Issue #1512, opened 2020-12-05
OS shows as 'Unknown OS' in the Options menu when building with meson


ProjectSynchro:
This is due to the fact that the flag the code is looking for is not being defined.
In options.c (line 313-323) the following code checks for those flags. (or whatever term it's called)
```c
#if defined(LINUX)
         "Linux\n"
#elif defined(FREEBSD)
         "FreeBSD\n"
#elif defined(MACOS)
         "macOS\n"
#elif defined(WIN32)
         "Windows\n"
#else
         "Unknown OS\n"
#endif
```
In meson these will need to be defined.

bobbens:
This should be fixed ;)

PR #1513, opened 2020-12-05
Add checks for delaring which OS we compiled with in meson

ProjectSynchro:
Solves #1512

### DIFF
--- a/meson.build
+++ b/meson.build
@@ -169,7 +169,7 @@ if buildExec.disabled() == false
    config_data.set10('HAVE_OV_READ_FILTER', cc.has_header_symbol('vorbis/vorbisfile.h', 'ov_read_filter'))
    config_data.set10('HAVE_STDALIGN_H', cc.has_header('stdalign.h'))
 
-   # OS declaration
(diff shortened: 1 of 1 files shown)


meson.build
```diff
@@ -169,6 +169,17 @@ if buildExec.disabled() == false
...
 
+   # OS declaration (Shows which OS we built this with in the options menu)
+   if host_machine.system() == 'linux'
+      config_data.set10('LINUX', true)
+   elif host_machine.system() == 'freebsd'
+      config_data.set10('FREEBSD', true)
+   elif host_machine.system() == 'darwin'
+      config_data.set10('MACOS', true)
+   elif host_machine.system() == 'windows'
+      config_data.set10('WIN32', true)
```
bobbens, line 180: Theoretically it's 64 bit right? ;)

bobbens:
Thanks!

meson.build
ProjectSynchro: very true ;P I was thinking of adding more detail to options.c (like arch or something)

PR #1516, opened 2020-12-05
Fix workflow run failure

ProjectSynchro:
It looks like we were getting lucky by having some other package install python in MSYS2.

This PR simply adds the python package to all release workflows.


bobbens:
Thanks!

PR #1520, opened 2020-12-05
Fix format-security warning on Windows code path.

UncombedCoconut:
(All those users whose install paths contain "%s" can breathe a sigh of relief.)


bobbens:
Thanks!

● What to produce:
Find the string "which" in the listing and return every line that holds it.

● Result for this task:
Add checks for delaring which OS we compiled with in meson
+   # OS declaration (Shows which OS we built this with in the options menu)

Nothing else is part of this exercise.